RU2720792C1 - Complex compounds of rare-earth metals with organic ligands as radiation-resistant luminescent materials - Google Patents

Abstract

FIELD: chemistry.

SUBSTANCE: invention relates to use of luminescent complex compounds of rare-earth metals as radiation-resistant luminescent materials. Complex compounds of rare-earth metals are described: La, Ce, Nd, Sm, Eu, Tb, Yb with organic ligands, such as benzoxazolyl-phenol (a), benzothiazolyl-phenol (b), benzoxazolyl-naphthol (c), benzothiazolyl-naphthol (d), pentafluorophenol (e), 1-trifluoromethyl-3-thionyl-1,3-diketone (f) and mercaptobenzothiazole (g), operating under conditions of pulsed and stationary ionizing gamma-neutron radiation. Total absorbed dose of radiation of said compounds varies within range of 2.6⋅4U_s-0.6⋅5U_s at neutron fluence in range of 4U_s-2.2⋅5U_s.

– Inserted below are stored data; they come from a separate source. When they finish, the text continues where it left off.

PR #12088, opened 2026-07-04
feat(echo): paginated queries for ECHO feeds

wittjosiah:
## Summary

- New `usePagination` hook (`@dxos/echo-react`) wraps a query with page management: `getNext`/`getPrevious`/`jumpToHead`, `hasMore`, `isLoading`, `atHead`. The query's own `.limit(n)` is the page size; the hook rewrites `skip`/`limit` internally and bounds the loaded window at `maxWindowSize` (default 10× page size), evicting the far edge once exceeded. Built directly on `useSyncExternalStore`, mirroring `useQuery`'s own `subscribe`/`getSnapshot` pattern — no `useEffect`/`useState`, no `.run()`.
- New general-purpose query clauses to express this: `.skip(n)` (mirrors `.limit(n)`) and `Order.natural(direction)` (feed insertion order, for when there's no schema field to sort by).
- New `useVirtualizerPagination` hook (`@dxos/react-ui-mosaic`) factors the pagination-trigger + scroll-anchor-compensation logic into a reusable piece any `Mosaic.VirtualStack` consumer can opt into — structurally typed against `{ getNext?, getPrevious? }`, no dependency on echo-react. Demonstrated with a non-ECHO story (`Stack/Pagination`) over a plain in-memory array.
- Wired into the inbox mailbox (`MailboxArticle`/`MessageStack`) as the first real consumer.

### Caveat: this is pagination, not lazy loading

`usePagination` bounds what's **held and rendered** (via `maxWindowSize` + eviction), but does not reduce what's **fetched**: every `getNext`/`getPrevious` re-fetches and decodes the entire underlying feed before slicing out the requested page, regardless of ordering. There is no cursor/lazy-fetch machinery in this PR — `FeedStore`/`FeedProtocol`/the feed service only support plain forward reads (`after`/`limit`), which is what `FeedHandle` uses today.

True lazy loading is left as a `TODO` on `usePagination` and `FeedQueryContext`: the right fix is a general, index-backed keyset-pagination feature covering all orderings uniformly, once the host index (`EntityMetaIndex`/`QueryExecutor`) supports ordered range reads — today it has the same full-scan-then-sort-then-slice limitation for content-based ordering on *any* ECHO object, not just feeds, so this is really a query-engine gap rather than a feed-specific one. (An earlier version of this PR built a `FeedWindow` cursor cache that made only `Order.natural('desc')` genuinely lazy; it was removed since a partial-laziness story for one ordering wasn't worth carrying.)

## Test plan

- [x] `moon run feed:test echo:test echo-host:test echo-client:test echo-react:test` — all green.
- [x] `moon run :lint -- --fix` — clean across all packages.
- [x] `moon run react-ui-mosaic:build plugin-inbox:build echo-react:build` — clean.
- [x] `MOON_CONCURRENCY=4 moon run :test -- --no-file-parallelism` — full monorepo suite, all passing.
- [x] CI (Check workflow) — passing.
- [x] Verified `plugins/plugin-inbox/containers/MailboxArticle` (`Default`) and `ui/react-ui-mosaic/Stack/Pagination` (`Default`) stories in Storybook.

Co-Authored-By: Claude Sonnet 5 <noreply@anthropic.com>

## Summary by CodeRabbit

* **New Features**
  * Added client-side pagination for feed/query results, including next/previous page controls and scroll-aware loading.
  * Virtualized lists now support loading more items as you scroll, with smoother position retention during page changes.
  * Query sorting now respects ordering direction consistently, including natural ordering.

* **Bug Fixes**
  * Fixed offset-based reads so skipped results are handled correctly across query execution paths.
  * Improved feed loading behavior for older/newer items and deleted entries in paginated results.


packages/core/echo/echo-query/src/query-lite/query-lite.ts
```diff
@@ -30,7 +30,8 @@ class OrderClass implements Order$.Any {
 }
 
 namespace Order1 {
```
dmaretskyi, line 32: I remember @richburdon said he removed quickjs, maybe this module is not needed anymore?

packages/core/echo/echo-react/src/usePagination.ts
```diff
@@ -0,0 +1,271 @@
...
+   * growing further). Defaults to 10x the query's page size.
+   */
+  maxWindowSize?: number;
+};
+
+export type PaginationResult<T> = {
+  /** Loaded window, in query order (newest first for `Order.natural('desc')`). */
+  items: T[];
+  /** Extends toward older items by one page. Single-flight; no-op while loading or exhausted. */
+  getNext: () => void;
```
dmaretskyi, line 23: the api seems good, one small detail: do we need to retain the concept of a page here, or can we say:

```ts
loadNext(count: number): void
```

this way we don't need to think in terms of pages, we're just fetching more items.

EFFECT: luminescent material based on said compounds for optoelectronic articles has effective luminescence in the infrared and visible spectral areas before and after exposure to high intensity of gamma-neutron radiation of the fission spectrum.

1 cl, 3 dwg

Description

The invention relates to the field of molecular electronics and includes complexes of rare-earth metals with organic ligands, which can be used as functional materials for light-emitting devices operating under conditions of increased radiation background.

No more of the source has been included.